Interestingly, while U.N. Secretary-General António Guterres welcomed Kenya’s announcement, he has described it as “a non-U.N. multinational operation in Haiti.” Where such a development places Kenya’s offer is left to be seen, particularly as the government has publicly stated that it wants “a mandate from the U.N. Security Council.”

What is troubling about this development is that it is not awaiting the outcome of several initiatives seeking “a Haitian-led solution.” Among these initiatives is the CARICOM Eminent Persons Group of three former Caribbean Prime Ministers, working to bridge division among stakeholders in Haiti and to arrive at an agreed plan to take the country forward. Their work has not been concluded, nor have they pronounced whether their mission can succeed.

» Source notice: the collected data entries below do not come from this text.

Issue #108, opened 2025-01-07
Improve diff representation type declarations


NathanReb:
At the moment, the finer diff representation we have is per signature item. We can identify the different kinds of signature items and detect when one's added, removed or modified. In the latter case though, we don't go any deeper, meaning we simply represent the diff for said item as a pair of the old and new value.

The end goal of the tool is to instead have a very fine grained representation of the diff to immediatly be able to identify the precise parts of the API that changed.

Doing so for the whole .cmi representation is going to take time so we need to start small and type declarations seem like a good place to start.

## Type declarations diff

There are different components to type declarations that we'll need to be able to diff individually to describe how a type declaration was modified:
- Type privacy
- Type parameters
- Type manifest
- Concrete type definition for record or variant types

To keep things simple we could only implement this for either record or variant types at first and default to the current implementation if it's another kind of type declaration.

In a first iteration, we won't dive into fine grained diff of `core_type` values. Instead we can default to represent those as a `core_tpe * core_type` pair for the old and new value whenever they differ.

### What we don't need

Patching. We don't want to produce a patch as in something that we can use to construct the new API from the old one + the diff so that should not influence how we represent or optimize the diffing.

### What we need

We need to be able to display this diff into a text diff like format. Ideally we should be able to use it to also minimize this textual representation, i.e. to have something that could show a word based text diff when needed for instance.

We also want this representation to be easy to interpret programmatically, it will be exposed for consumption by other programs.

There will likely be a trade off here between a minimal representation or an independent one. I.e. are we able to print out the textual diff  from just the diff representation alone or do we need the original value + the diff. The minimal representation makes the diff easier to interpret programmatically but harder to print clearly on its own. This is still an open question and I think experimenting here will help us figure things out on this front.

NathanReb:
We can close this, great job @azzsal !

PR #109, opened 2025-01-10
Improve diff representation for record types

azzsal:
This PR implements a simple initial diff representation for record types. It aims to resolve a part of #108.
The following changes are made to the project:

- [x] Add a new diff representation for record types
- [x] using this representation when diffing record types
- [x] pretty printing the new representation as text (WIP)

### DIFF
--- a/lib/diff.ml
+++ b/lib/diff.ml
@@ -104,6 +104,11 @@ let module_type_fallback ~loc ~typing_env ~name ~reference ~current =
   | exception Includemod.Error _ ->
       Some (Module { mname = name; mdiff = Modified Unsupported })
 
+let extract_lbls lbls =
+  List.fold_left
+    (fun map lbl -> String_map.add (Ident.name lbl.ld_id) lbl map)
+    String_map.empty lbls
+
 let rec type_item ~typing_env ~name ~reference ~current =
   match (reference, current) with
   | None, None -> None
@@ -174,11 +179,6 @@ and modified_record_type ~ref_label_lst ~cur_label_lst =
     |> String_map.bindings |> List.map snd
   in
   (common_lbls, changed_lbls)
-
-and extract_lbls lbls =
-  List.fold_left
-    (fun map lbl -> String_map.add (Ident.name lbl.ld_id) lbl map)
-    String_map.empty lbls
 
 let value_item ~typing_env ~name ~reference ~current =
   match (reference, current) with
--- a/lib/diff.ml
+++ b/lib/diff.ml
@@ -12,8 +12,8 @@ type value = {
   vdiff : (value_description, value_description atomic_modification) t;
 }
 
-type ('common, 'changed) type_modification =
-  | Compound of 'common list * 'changed list
+type 'changed type_modification =
+  | Compound of 'changed list
   | Atomic of type_declaration atomic_modification
 
 and label_ = {
@@ -23,7 +23,7 @@ and label_ = {
 
 type type_ = {
   tname : string;
-  tdiff : (type_declaration, (label_declaration, label_) type_modification) t;
+  tdiff : (type_declaration, label_ type_modification) t;
 }
 
 type class_modification = Unsupported
@@ -130,15 +130,11 @@ let rec type_item ~typing_env ~name ~reference ~current =
       | _, _ -> (
           match (reference.type_kind, current.type_kind) with
           | Type_record (ref_label_lst, _), Type_record (cur_label_lst, _) ->
-              let common_lbls, changed_lbls =
+              let changed_lbls =
                 modified_record_type ~ref_label_lst ~cur_label_lst
               in
               Some
-                (Type
-                   {
-                     tname = name;
-                     tdiff = Modified (Compound (common_lbls, changed_lbls));
-                   })
+                (Type { tname = name; tdiff = Modified (Compound changed_lbls) })
           | _, _ ->
               Some
                 (Type
@@ -150,16 +146,6 @@ let rec type_item ~typing_env ~name ~reference ~current =
 and modified_record_type ~ref_label_lst ~cur_label_lst =
   let ref_lbls = extract_lbls ref_label_lst in
   let curr_lbls = extract_lbls cur_label_lst in
-  let common_lbls =
-    String_map.merge
-      (fun _ ref cur ->
-        match (ref, cur) with
-        | Some ref, Some cur ->
-            if ref.ld_type = cur.ld_type then Some ref else None
-        | _ -> None)
-      ref_lbls curr_lbls
-    |> String_map.bindings |> List.map snd
-  in
   let changed_lbls =
     String_map.merge
       (fun name ref cur ->
@@ -178,7 +164,7 @@ and modified_record_type ~ref_label_lst ~cur_label_lst =
       ref_lbls curr_lbls
     |> String_map.bindings |> List.map snd
   in
-  (common_lbls, changed_lbls)
+  changed_lbls
 
 let value_item ~typing_env ~name ~reference ~current =
   match (reference, current) with
--- a/lib/diff.ml
+++ b/lib/diff.ml
@@ -12,20 +12,16 @@ type value = {
   vdiff : (value_description, value_description atomic_modification) t;
 }
 
-type 'changed type_modification =
-  | Compound of 'changed list
+type type_modification =
+  | Compound of record_field list
   | Atomic of type_declaration atomic_modification
 
-and label_ = {
+and record_field = {
   lname : string;
   ldiff : (label_declaration, label_declaration atomic_modification) t;
 }
 
-type type_ = {
-  tname : string;
-  tdiff : (type_declaration, label_ type_modification) t;
-}
-
+type type_ = { tname : string; tdiff : (type_declaration, type_modification) t }
 type class_modification = Unsupported
 
 type class_ = {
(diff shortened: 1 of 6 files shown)


lib/diff.ml
panglesd, line 1: This is not introduced in this PR but I really don't think opening `Types` here is a good idea. It makes it very difficult to know where a type comes from: a definition above? Below? From `Types`?

Could you fix that? Either just use the full name, or if that is too long, use a shorter name (`module C = Type` (`C` for `Cmi`, but `T` could work, or `U` for upstream, just give the reason for the name as an attached comment!))

lib/diff.ml
```diff
@@ -4,19 +4,26 @@ type ('item, 'diff) t = Added of 'item | Removed of 'item | Modified of 'diff
...
 }
 
-type type_ = {
-  tname : string;
-  tdiff : (type_declaration, type_declaration atomic_modification) t;
+type type_modification =
+  | Record of record_modification list
+  | Any of type_declaration atomic_modification
+
+and record_modification = label_
```
panglesd, line 19: Why this additional indirection?

lib/diff.ml
```diff
@@ -113,8 +120,50 @@ let type_item ~typing_env ~name ~reference ~current =
...
+  let ref_lbls = extract_lbls ref_label_lst in
+  let curr_lbls = extract_lbls cur_label_lst in
+  String_map.merge
+    (fun name ref cur ->
+      match (ref, cur) with
+      | None, None -> None
+      | Some ref, None -> Some { lname = name; ldiff = Removed ref }
+      | None, Some cur -> Some { lname = name; ldiff = Added cur }
+      | Some ref, Some cur ->
+          if ref.ld_type = cur.ld_type then None
```
panglesd, line 153: I think we should be more careful here: The type may change without introducing a breaking change.

For instance:
```
type r = { a : int }
```
becoming
```
type a = int
type r = { a : a }
```

panglesd (commented):
Very nice!

lib/diff.ml
NathanReb: Yes definitely, this needs to be checked in a similar way to how we diff values!

Polymoprhic equality probably won't even work in the simple cases here anyway as the `core_type` representation is stateful and holds a lot of information beyond the type representation.

lib/diff.ml
```diff
@@ -113,8 +120,50 @@ let type_item ~typing_env ~name ~reference ~current =
...
+          else
+            Some
+              {
+                lname = name;
+                ldiff = Modified { reference = ref; current = cur };
+              })
+    ref_lbls curr_lbls
+  |> String_map.bindings |> List.map snd
+
+and extract_lbls lbls =
```
NathanReb, line 163: This can be extracted from the mutually recursive functions definition!

tests/api-diff/record_type_tests.t
```diff
@@ -0,0 +1,77 @@
...
+  
+Run the api-watcher on the two cmi files
+
+  $ api-diff ref.cmi modify_field_type.cmi 
+  diff module Modify_field_type:
+  *type student = {
+    first_name: string;
+    last_name: string;
+    -id: int option
+    +id: int
```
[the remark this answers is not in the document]
NathanReb: Yes that's an idea! I wonder if we could something a bit more inlined, maybe by having some mechanism to highlight the part of a line that changed in the colored output.

i.e. by having:
```
type student = {
    first_name: string;
    last_name: string;
-   id: int option
+   id: int
  }
```

Where option has a different background color, or maybe just:
```
type student = {
    first_name: string;
    last_name: string;
-   id: int option
  }
```
With only option shown in red and the rest of the line in the default color.

Would have to look up how other tools display word based diff to take inspiration from them!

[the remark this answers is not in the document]
NathanReb: I kind of like the github way to show this:
Screenshot from 2025-01-13 11-28-21

lib/diff.ml
azzsal: If I am not mistaken, there should be a way to lookup a `type_expr` in the typing_env, and check if the alias resolves to the same type, right ?

lib/text_diff.ml
```diff
@@ -1,21 +1,19 @@
 open Types
 
-type change = { orig : string list; new_ : string list }
-type conflict2 = Atomic of change | Record of string * change list
-type t = conflict2 list String_map.t
-type printer = { same : string Fmt.t; diff : conflict2 Fmt.t }
+type conflict2 = { orig : string list; new_ : string list }
+type common = string list
+type context = Change of conflict2 | Same of common
```
NathanReb, line 3: `context` is a bit confusing here as it can both be the context or the actual change. The terminology in the original `diffutils` for this was `hunk`, we could eventually re-use this name.

lib/diff.ml
```diff
@@ -12,18 +12,20 @@ type value = {
   vdiff : (value_description, value_description atomic_modification) t;
 }
 
-type type_modification =
-  | Record of record_modification list
-  | Any of type_declaration atomic_modification
-
-and record_modification = label_
+type ('common, 'changed) type_modification =
+  | Compound of 'common list * 'changed list
```
NathanReb, line 16: It feels like we're adding the unchanged labels into our diff representation because we need them to print context but not because we need them to represent the diff.

Not all consumers of the diff will need this so we need to really consider why we're adding it here.

Is there a simple way we could produce the text diff from both the original signature and the diff for instance?
My intuition is that with just the signature it would be a bit redundant but we can maybe pass an abstraction on top of signature, something like the item map would probably be easier to use there. That's something we could consider.

Another thing to take into account here: what happens if we have a single diff in a very large record. We'll embed all unchanged fields even though in `Text_diff` we'll probably want to only print a few of them for context, something like:
```
 type t =
   { first_field : int
 ...
   ; n_minus_one_field : int
-  ; n_field : int
+  ; n_field : string
   ; n_plus_one_field : bool
```

What would we do then? Should we embed all unchanged fields? Only the one we use for the text diff? I don't think we'd have a very clear guideline on what to embed and why.

I have the impression that the `Text_diff` implementation is leaking into `Diff`.

My gut feeling is that the diff being minimal is probably the best solution, we can provide the context to `Text_diff` ourselves.

I imagine we could even have two different versions of the text diff representation, one that prints some context and one that doesn't.

What I'd suggest here is the following: let's stick to the minimal diff representation for now. We make `Text_diff` simply print the changed parts without context in this PR and leave the context printing for a separate PR.

What do you think?

azzsal: I kinda felt the same way in regard to the implementation of the two modules implementation were leaking into each other. I was looking into the `Diff` module and `Text_diff` modules at the same, and trying to match one to the other. I think that violates the principle of encapsulation in some sense. 

Having two different text diff representation based on some criteria seem a good option too. Maybe that should be the goal for the next PR. I try and look at different word-based diffing tools to take some inspirations from them.

I think I will go with a minimal representation without the context as you suggested as something to start with.

lib/diff.ml
```diff
@@ -4,17 +4,26 @@ type ('item, 'diff) t = Added of 'item | Removed of 'item | Modified of 'diff
...
-     Use this type when there is no better representation available. *)
+    [reference] is the value before and [current] is the value after the change
+    occured. Use this type when there is no better representation available. *)
 
 type value = {
   vname : string;
   vdiff : (value_description, value_description atomic_modification) t;
 }
 
+type 'changed type_modification =
```
NathanReb, line 15: Is there a specific reason why this is polymorphic?

My guess is that it's to leave room for the variant thing but I think we could still remove the parameter as we'll likely have to use some sort of:
```
| Variant of constructor list
| Record_diff of label_ list
...
```

Since the `type_declaration` type itself is not polymorphic, I don't think we need to be here but I might be missing something.

lib/diff.ml
```diff
@@ -4,17 +4,26 @@ type ('item, 'diff) t = Added of 'item | Removed of 'item | Modified of 'diff
...
+  | Compound of 'changed list
+  | Atomic of type_declaration atomic_modification
+
+and label_ = {
```
NathanReb, line 19: I don't think label is a keyword so you should be able to go for `label` if you'd like.

That being said, label is used for other things as well in the compiler libs so we could disambiguate this by making it `record_field`. What do you think?

lib/diff.ml
```diff
@@ -113,8 +127,45 @@ let type_item ~typing_env ~name ~reference ~current =
...
+          | _, _ ->
+              Some
+                (Type
+                   {
+                     tname = name;
+                     tdiff = Modified (Atomic { reference; current });
+                   })))
+
+and modified_record_type ~typing_env ~ref_label_lst ~cur_label_lst =
+  let _ = typing_env in
```
NathanReb, line 147: You can remove this as now `typing_env` is used!
```suggestion
```

NathanReb (commented):
This looks great, thanks for your work on this!

Aside from my minor comments this is good to go!

lib/diff.ml
azzsal: `record_field` seems a better name.

lib/diff.ml
azzsal: Yes, I was considering that for the variant case. I think doing it as the compiler does it might be a possibility too. 
`type_decl_kind = (label_declaration, constructor_declaration) type_kind`

I will think about that once I rebase the variant PR.

NathanReb (approved):
Looks good, thanks!

PR #111, opened 2025-01-14
Improve diff representation for variant types

azzsal:
This will also be a part of the exploration to have a better diff representation for type declarations.  
The new diff representation will capture concrete variant type declarations. 
It is part of the work on #108.

The following changes will be made in this PR:

- [x] Adding a new diff representation for variant types
- [x] Using this representation when diffing variant types
- [x] Pretty printing the new representation as text diff


azzsal:
Sorry, I branched off the wrong branch again, I will try and fix that tomorrow.

azzsal:
There's some duplication with record types PR here, but I think that's something that we could take care of once we rebase/merge.

lib/diff.ml
```diff
@@ -130,32 +150,133 @@ let rec type_item ~typing_env ~name ~reference ~current =
...
+              let changed_constrs =
+                modified_variant_type ~typing_env ~ref_constructor_lst
+                  ~cur_constructor_lst
+              in
+              Some
+                (Type
+                   {
+                     tname = name;
+                     tdiff = Modified (Variant_diff changed_constrs);
+                   })
```
NathanReb, line 166: This is not entirely guaranteed to contain a diff. For instance, one could change the variance of one the type parameters without changing the concrete definition. There would be a diff for the type declaration but the individual contructors's definition would remain identical.

I think this also holds for the record case above.

Could you add a test that exhibits that, make sure that the current implementation fails said test and fix it?

tests/api-diff/modified_variant_type_tests.t
```diff
@@ -0,0 +1,155 @@
...
+
+  $ ocamlc modify_field.mli 
+
+Run the api-watcher on the two cmi files
+
+  $ api-diff shapes.cmi modify_field.cmi
+  diff module Modify_field:
+   type shape =
+    ...
+    | Circle of { ...; -raduis : int; +raduis : float; }
```
panglesd, line 153: ?
```suggestion
    | Circle of { ...;
-      raduis : int;
+      raduis : float;
  }
```
or for another time?
```suggestion
    | Circle of { ...;
       raduis :
-       int;
+       float;
  }
```

lib/text_diff.ml
```diff
@@ -1,174 +1,245 @@
 type conflict2 = { orig : string list; new_ : string list }
-type hunk = Change of conflict2 | Same of string
+type hunk = Change of conflict2 * bool | Same of string * bool
```
panglesd, line 2: Arguments whose role is not explicit from the type should always be named. You can use a record here to name the fields!

lib/diff.ml
```diff
@@ -123,39 +143,169 @@ let rec type_item ~typing_env ~name ~reference ~current =
...
-          | Type_record (ref_label_lst, _), Type_record (cur_label_lst, _) ->
-              let changed_lbls =
-                modified_record_type ~typing_env ~ref_label_lst ~cur_label_lst
-              in
-              Some
-                (Type { tname = name; tdiff = Modified (Compound changed_lbls) })
-          | _, _ ->
+          | Type_record (ref_label_lst, _), Type_record (cur_label_lst, _) -> (
+              match (ref_mismatch, cur_mismatch) with
+              | ( Some (Includecore.Record_mismatch _),
```
NathanReb, line 150: I'm not sure that's the right approach here, what if the types differ on multiple levels and Includecore returns one of the other reasons? We'd still want to show that diff.

We have to trust that our function does the right thing. Compute the diff between the two records, if it's `[]` then return `None`, otherwise returns the list of diffs!

lib/diff.ml
```diff
@@ -123,39 +143,169 @@ let rec type_item ~typing_env ~name ~reference ~current =
...
                      tdiff = Modified (Atomic { reference; current });
                    })))
 
-and modified_record_type ~typing_env ~ref_label_lst ~cur_label_lst =
+and modified_variant_type ~typing_env ~ref_constructor_lst ~cur_constructor_lst
+    =
+  let same_args cstr1_args cstr2_args =
+    match (cstr1_args, cstr2_args) with
+    | Cstr_tuple type_lst1, Cstr_tuple type_lst2 -> (
+        try
```
NathanReb, line 192: Why are you using a `try` block here? Is it because `Ctype.does_match` can throw? If that's the case, I think we should extract a function of our own to diff two `type_expr` that wraps `does_match` and deals with the exception correctly. That way we can reuse it across.

Also, it's worth noting that we try to avoid `with _ ->` blocks as we could catch an unexpected exception coming from further down the line and that should not be interpreted as "the types differ". If we expect `does_match` to throw an exception that tells us the types differ, we should catch only that exception or that specific set of exceptions.

lib/diff.ml
```diff
@@ -123,39 +143,169 @@ let rec type_item ~typing_env ~name ~reference ~current =
...
+          if
+            List.for_all2
```
NathanReb, line 194: We're going through the entire list twice here: once to tell if there is a diff at all, and a second time to compute the actual diff, calling `does_match` on all elements of the list each time.

I think we can simplify all this by simply computing the diff as a `diff option list` first and simply detecting the case where it's all `None`. That way we call `does_match` only once for each pair.

lib/diff.ml
NathanReb: This applies for the record case below as well.

lib/diff.ml
NathanReb: This applies for the record case below as well.

lib/diff.ml
NathanReb: This applies for the record case below as well.

lib/text_diff.ml
```diff
@@ -40,6 +43,20 @@ let lbl_to_lines ld =
   Format.pp_print_flush formatter ();
   CCString.lines (Buffer.contents buf)
 
+let te_to_lines te =
```
NathanReb, line 46: what does `te` stands for here? Is it tuple?

tests/api-diff/modified_variant_type_tests.t
```diff
@@ -0,0 +1,261 @@
...
+Run the api-watcher on the two cmi files
+
+  $ api-diff ref.cmi modify_constructor_type.cmi
+  diff module Modify_constructor_type:
+   type rank =
+    ...
+  - | Number of (
+  -    int
+  +    float
+    )
```
NathanReb, line 72: I think this would read better as:
```
- | Number of int
+ | Number of float
```

tests/api-diff/modified_variant_type_tests.t
```diff
@@ -0,0 +1,261 @@
...
+
+  $ ocamlc remove_field.mli 
+
+Run the api-watcher on the two cmi files
+
+  $ api-diff shapes.cmi remove_field.cmi
+  diff module Remove_field:
+   type shape =
+    ...
+    | Circle of { ...; -raduis : int; }
```
NathanReb, line 138: It seems this one has been fixed yet!

tests/api-diff/modified_variant_type_tests.t
NathanReb: Yes this should be simplified, I think the one line per field is the right approach for now!

NathanReb (commented):
This is starting to look good. I think there are quite a bit that can be simplified here but it's a good step in the right direction. I'm looking forward to seeing the simplified version!

tests/api-diff/modified_variant_type_tests.t
panglesd, line 72: The `-` before the constructor name should be removed!
Also, I find the parentheses a bit weird
(And they might interfere with the OCaml syntax. For instance,
```
type t1 = A of int * int
type t2 = A of (int * int)
```
are valid OCaml syntax which mean different things: one has the tuple "unboxed" while the other has it boxed: see `utop -dparsetree` !)

lib/diff.ml
azzsal: I am using `try` because `List.for_all2` raises Invalid_argument exception if the the two `type_expr lists` weren't of the same length, in which case they aren't identical, and I call `modified_tuple_type` function to determine their diff. 
`Ctype.does_match` doesn't raise, `Ctype.matches` does raise however, `Ctype.does_match` simply calls `Ctype.matches` and return false in the case that it raises a `Matches_failure`.

> Also, it's worth noting that we try to avoid with _ -> blocks as we could catch an unexpected exception coming from further down the line and that should not be interpreted as "the types differ".

Yes I agree, sorry my bad. A try should be wrapped around the closest expression that we expect to raise the exception, but I think I will remove `List.for_all2` all together as you pointed down below.

lib/text_diff.ml
azzsal: It stands for type_expr. Sorry but I followed the same naming convention as in the other to_lines functions :)

tests/api-diff/modified_variant_type_tests.t
```diff
@@ -0,0 +1,262 @@
...
+
+  $ api-diff shapes2.cmi add_component.cmi
+  diff module Add_component:
+   type shape =
+    ...
+    | Circle of
+       point *
+       int *
+  +    int
+    | Rectangle of
```
NathanReb, line 206: I still believe this should be displayed on a single line!

.ocamlformat
```diff
@@ -1 +1 @@
-version=0.26.2
```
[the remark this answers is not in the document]
NathanReb: Can you remove this change please?

NathanReb (commented):
There are some improvement but this can still be simplified a lot.

Let's display variant with tuple arguments change on a single line for now.

lib/diff.ml
```diff
@@ -125,37 +145,153 @@ let rec type_item ~typing_env ~name ~reference ~current =
...
+        | None, None -> None
+        | Some ref, None -> Some { csname = name; csdiff = Removed ref }
+        | None, Some cur -> Some { csname = name; csdiff = Added cur }
+        | Some ref, Some cur -> diff_cstrs name ref cur)
+      ref_cstrs curr_cstrs
+    |> String_map.bindings |> List.map snd
+  in
+  modified_cstrs
+
+and modified_tuple_type ~typing_env (ref_tuple : type_expr list)
```
NathanReb, line 230: This function can be simplified a lot. I think we'll run into similar cases in the future so I suggest extracting a generic:
```ocaml
val diff_list :
  dif_one: (ref: 'a option -> current: 'a option -> ('a, 'diff) Either.t) ->
  ref: 'a list ->
  current: 'a list ->
  ('a, 'diff) Either.t list
```
Where `diff_one` would receive `None` when there is no corresponding element in the relevant list because their length differ.

This can be implemented in a single traversal of both list. Let me know if you need help writing this.

Once you have that generic function, writing `modified_tuple_type` should be trivial.

lib/diff.ml
```diff
@@ -125,37 +145,153 @@ let rec type_item ~typing_env ~name ~reference ~current =
...
+and modified_variant_type ~typing_env ~ref_constructor_lst ~cur_constructor_lst
+    =
+  let diff_cstrs name cstr1 cstr2 =
+    match (cstr1.cd_args, cstr2.cd_args) with
+    | Cstr_tuple type_lst1, Cstr_tuple type_lst2
+      when not
+             ((List.length type_lst1 = 1 && List.length type_lst2 = 1)
+             && not
+                  (Ctype.does_match typing_env (List.hd type_lst1)
+                     (List.hd type_lst2))) ->
```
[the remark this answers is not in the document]
azzsal: Well, you [asked](https://github.com/ocaml-semver/ocaml-api-watch/pull/111#discussion_r1923437945) for it up above :) 
When a constructor argument is a tuple and it has a cardinality of one and has been modified it should be an atomic diff.

tests/api-diff/modified_variant_type_tests.t
azzsal: Shouldn't the inling of text diffs be done in a separate PR ?

lib/diff.ml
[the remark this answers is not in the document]
NathanReb: Ok my bad. What I was suggesting is that we display constructor with tuple args diff on a single line, no matter the number of arguments. We still want the nice diff representation internally, my request was simply a textual diff related matter.

tests/api-diff/modified_variant_type_tests.t
NathanReb: I'm not suggesting any highlighting here, simply that the line based diff is showed as:
```
-  | Circle of point * int
+  | Circle of point * int * int
```
as that is simply more readable.

lib/text_diff.ml
```diff
@@ -103,39 +155,80 @@ let process_lbl_diff
...
+
+and process_modified_tuple_type_diff name diff =
+  let starify typ_opts =
+    let typs =
+      List.fold_right
+        (fun t_opt acc ->
+          match t_opt with
+          | None -> acc
+          | Some t -> String.concat "" (typ_expr_to_lines t) :: acc)
+        typ_opts []
```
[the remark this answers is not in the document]
NathanReb: Also note that you're using type_expr_to_lines which split out the string into a list of strings to then recombine it. It might be a better approach to have a function that directly produces a one line string for a given type_expr. Have you tried using Printtyp.type_expr directly?

If that does not work or to simply err on the safe side, you can extract a function that turns a multi-line string into a single line one, e.g. by mapping `'\n'` to `' '`. You can then use this along with `Printtyp.type_expr` to directly get a one line string.

tests/api-diff/record_type_tests.t
```diff
@@ -92,3 +92,21 @@ Run api-watcher on the two cmi files
...
+
+We generate the .cmi file
+
+  $ ocamlc add_type_parameter.mli << EOF
+
+Run api-watcher on the two cmi files
+
+  $ api-diff ref.cmi add_type_parameter.cmi
+  diff module Add_type_parameter:
+  +<unsupported change>
```
NathanReb, line 110: This should not be reported as an unsupported change here, there's something fishy going on.

I'd expect this to be represented as an atomic type_decl diff and therefore dispayed as such.

The problem might come from somewhere else. Could you try to see if adding this test on top of main shows the same result?

It's probably best to take that test out of this PR anyway as it was either always there or was introduced in the record diffing PR.

NathanReb (commented):
This is looking much better, thank!

There are still a few simplifications left but I think after those it's good to go!

tests/api-diff/record_type_tests.t
azzsal: It's also an unsupported change on main, but also there like an output of an changed record type declaration.

NathanReb: Can you extract this test out of this PR and make a new PR on top of main with just that test? we should fix this separately?

lib/text_diff.ml
```diff
@@ -43,12 +43,12 @@ let lbl_to_lines ld =
...
   CCString.lines (Buffer.contents buf)
 
-let typ_expr_to_lines typ_exp =
+let typ_expr_to_line typ_exp =
   let buf = Buffer.create 256 in
   let formatter = Format.formatter_of_buffer buf in
   Printtyp.type_expr formatter typ_exp;
   Format.pp_print_flush formatter ();
-  CCString.lines (Buffer.contents buf)
+  String.map (fun c -> if c = '\n' then ' ' else c) (Buffer.contents buf)
```
NathanReb, line 51:
```suggestion
  String.map (function '\n' -> ' ' | c -> c) (Buffer.contents buf)
```

tests/api-diff/record_type_tests.t
NathanReb: my bad, you already did!

NathanReb (approved):
Thanks for your hard work on this, this looks great!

Another initiative was the U.N. Security Council’s unanimous Resolution on July 14, 2023, asking the Secretary-General to produce options to help combat Haiti’s armed gangs. The time for submitting the Secretary General’s report has yet to elapse.

The U.S. Ambassador to the U.N., Linda Thomas-Greenfield, disclosed that the U.S. will be seeking Security Council endorsement for Kenya to lead a multinational force into Haiti, saying, “This is not a traditional peacekeeping force, this is not a traditional security situation […] We have gangs that have overtaken the country, … that are terrorizing civilians every single day.” She admitted that the situation was “unusual.”

What is being proposed is not a traditional U.N. peacekeeping force but a military exercise designed to eliminate heavily armed gangs created by elements of Haiti’s political and business classes, which are now out of their control.

While no one would disagree with the U.S. that Haiti desperately needs stabilization, not everyone will be convinced that a foreign multinational force, especially one not fully endorsed by the U.N. Security Council, is the answer.

Equally concerning is that any intervention in Haiti should be at the expressed wish of most stakeholders in Haiti, including political parties, civil rights groups, the business community, and the influential Haitian diaspora.

Foreign intervention in Haiti is likely to secure the desired broad consensus among Haitians if they agree with the terms, including oversight, agreement on its purpose, and the expiry of its stay.

Moreover, the essential question remains of who is in charge of the country while it endures these events. Will it continue to be an unelected group or a transitional government comprised of representatives of political parties, civil society, the business community, and qualified Haitians in the diaspora?

Achieving a Haitian consensus on a multinational force and the terms and objectives of its operations should be the first effort on which energies should be exerted.

*(The writer is Antigua and Barbuda’s Ambassador to the United States and the Organization of American States. He is also a Senior Fellow at the Institute of Commonwealth Studies at the University of London and Massey College at the University of Toronto. The views expressed are entirely his own.)